CUHK engineers have invented a robot great for minimally invasive surgery and more. Its look is far from appealing, but it doesn’t have to be.
Nothing like your typical, stylish bot from sci-fi, this tiny, magnetically driven, shapeshifting robot was invented by a team comprising engineers from the Department of Mechanical and Automation Engineering. It represents a major improvement on existing robots of its type.
Robots like this had been around to allow non-invasive access to confined spaces and make tasks like minimally invasive surgery and targeted drug delivery possible. The problem with previously existing solutions, however, is that they either are not deformable enough to travel through highly confined spaces or must exist in a very specific solution to maintain its shape.
With this robot, the research team has hit the sweet spot. Made by adding neodymium particles coated with silica and borax into polyvinyl alcohol, it is both reconfigurable and adaptable. Tests have shown that it can move through channels as narrow as 1.5 mm wide and manoeuvre in different environments.
While neodymium is toxic in itself, the silica coating makes it safe to cells.
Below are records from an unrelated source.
PR #436, opened 2021-05-25
Update changelog for 4.5.0

will-moore:
cc @jburel


jburel:
I think it is good to mention https://github.com/ome/omero-figure/pull/435
This is not user facing but important from dev point of view

PR #464, opened 2022-05-20
cap reportlab

jburel:
Cap reportlab 
similar to what we did in our ci-infra
Check that the build is green


will-moore:
Thanks 👍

This opens up such possibilities for biomedical application as retrieving button batteries swallowed by kids. Thanks to its ability to conduct electricity and perform such moves as curling and healing on its own upon being severed, it can also be used to repair circuits. And with an electrical resistance that changes according to the angle at which it bends, it can be attached to our body to monitor its motion.
The invention has been published in Advanced Functional Materials.